Saved entries
▬▬▬▬▬▬▬▬▬▬

PR #737, opened 2019-09-16
Use time instead of duplicated to show global queries duration

cmizzi:
This patch is pretty simple. The duration shown on the screen below is wrong because it shows the number of duplicated queries instead of sum of queries duration.

image


barryvdh:
Whoops, missed that. Thanks!

PR #752, opened 2019-10-17
Add the Nova API to ignore paths array

WyattCast44:
Hello, 

Would you be open to by default ignoring the nova API by default? You can do this individually by project via the config file but the Horizon API is ignored by default so I figured it's worth asking.

The Nova API creates a lot of requests that don't provide much value (in my case), if others get value from those request logs then disregard.

Cheers, Wyatt!


bolechen:
can make this configurable? i want to debug nova api.

PR #771, opened 2019-11-13
Configure telescope to use bootstrap's container-fluid class

hendeavors:
Telescope by default uses bootstrap's `container` class. This can sometimes cause items to flow out of  the table:

image
 
This update allows telescope to use bootstrap's `container-fluid` class by simply using `Telescope::fluid();` .


taylorotwell:
I don't think this should be configurable. I think we should use whatever is best by default.

PR #772, opened 2019-11-14
[2.x] Use container-fluid for layout

hendeavors:
I think its best to use bootstrap's `container-fluid` class to prevent the below:
image


themsaid:
Thanks but there's no plan to merge this at the moment :)

Issue #775, opened 2019-11-19
Request response missing in some cases and replaced with a generic "HTML Response"


damms005:
Some request have response simply set as "HTML Response".

This can be made better

PR #777, opened 2019-11-19
Improves logged request response

damms005:
Improves on logged responses. Addresses #775


taylorotwell:
No plans to change this at the moment.

damms005:
Does it count if I add that this change enables the ability to track some kind of (likely api) fails:

`return response( 'some irregular stuff happened', 500 )`

Instead of having to first `Log.error( 'some irregular stuff happened' )` then `return response( 'some irregular stuff happened' )`?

▬▬▬▬▬▬▬▬▬▬

**WHAT TO DO:**
Look through the lines above and collect those with the word "default".

**THE ANSWER:**
Would you be open to by default ignoring the nova API by default? You can do this individually by project via the config file but the Horizon API is ignored by default so I figured it's worth asking.
Telescope by default uses bootstrap's `container` class. This can sometimes cause items to flow out of  the table:
I don't think this should be configurable. I think we should use whatever is best by default.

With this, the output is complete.